Na uwagę na pewno zasługuje ta dwójka także w kontekście romantycznej konfiguracji. Bo chociaż wydają się do siebie zupełnie nie pasować, to jest coś, co ich łączy. Co sprawia, że wraz z rozwojem fabuły, zbliżają się do siebie. Nawet jeśli tego nie planowali, nawet tego nie chcieli… Czy ma na to wpływ fascynacja sprawą rozkładaną na czynniki pierwsze, czy fakt, że egzystują na marginesie życia społecznego, a może to, że oboje mają za sobą trudną przeszłość? Można się jedynie domyślać. Niezależnie od powodów podobała mi się kreacja tego związku-nie związku opartego na warunkowym zaufaniu, wzajemnym przekomarzaniu się, sarkazmie, a także wyczuwalnym w powietrzu przyciąganiu.
Podsumowując:
„Księżycowa zagadka” to nie tylko udana kompilacja kryminału z obyczajówką, ale powieść, która niemal od pierwszych stron otula nas mrokiem, wywołuje subtelne dreszcze i sprawia, że czujemy się niczym w labiryncie tajemnic i sekretów.

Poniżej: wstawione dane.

PR #709, opened 2021-12-23
Fix readiness and liveness checks

bart0sh:
Rename grpc-health-probe -> grpc_health_probe as
deployment yamls refer to it by this name.

This should fix broken NFD deployments.

### DIFF
--- a/Dockerfile
+++ b/Dockerfile
@@ -4,9 +4,12 @@ ARG BASE_IMAGE_MINIMAL
 # Build node feature discovery
 FROM golang:1.17.2-buster as builder
 
-# Download the grpc_health_probe bin
+# Build and install the grpc-health-probe binary
 RUN GRPC_HEALTH_PROBE_VERSION=v0.4.6 && \
-	go install github.com/grpc-ecosystem/grpc-health-probe@${GRPC_HEALTH_PROBE_VERSION}
+	go install github.com/grpc-ecosystem/grpc-health-probe@${GRPC_HEALTH_PROBE_VERSION} \
+        # Rename it as it's referenced as grpc_health_probe in the deployment yamls
+        # and in its own project https://github.com/grpc-ecosystem/grpc-health-probe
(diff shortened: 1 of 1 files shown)


Dockerfile
```diff
@@ -4,10 +4,13 @@ ARG BASE_IMAGE_MINIMAL
 # Build node feature discovery
 FROM golang:1.17.2-buster as builder
 
-# Download the grpc_health_probe bin
+# Build and install the grpc-health-probe binary
 RUN GRPC_HEALTH_PROBE_VERSION=v0.4.6 && \
 	go install github.com/grpc-ecosystem/grpc-health-probe@${GRPC_HEALTH_PROBE_VERSION}
 
+# Rename it as it's referenced as grpc_health_probe in the deployment yamls
+RUN mv /go/bin/grpc-health-probe /go/bin/grpc_health_probe
```
marquiz: nit: could you join this to the previous `RUN` with `&&`. Just a small optimization to avoid one excess layer. WDYT?

marquiz (commented):
Thanks @bart0sh, we definitely want to fix this asap.

One nit: could you change the [commit message to start with a capital letter](https://www.kubernetes.dev/docs/guide/pull-requests/#the-first-word-in-the-commit-message-subject-should-be-capitalized-unless-it-starts-with-a-lowercase-symbol-or-other-identifier)? 😊 Maybe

To z jednej strony, nietypowa podróż po zakamarkach Krakowa, a z drugiej, wciągająca intryga kryminalna, która przynosi zaskakujący finał. To nie tylko opowieść o śledztwie, ale także ciekawie odmalowane portrety psychologiczne postaci. I to właśnie ów psychologiczny sznyt dodaje powieści nieco innego wymiaru, wykraczając tym samym poza ramy pożenionych gatunków. Historia nieoczywista, momentami zagmatwana, niedająca nam odetchnąć nawet na chwilę, mimo niespiesznej akcji. Obraz ludzkich słabości, traum, które czasem trawią nas niczym trucizna. Opowieść o niełatwych wyborach, rodzinnych tajemnicach oraz złu, które często ma zupełnie nieoczywiste oblicze.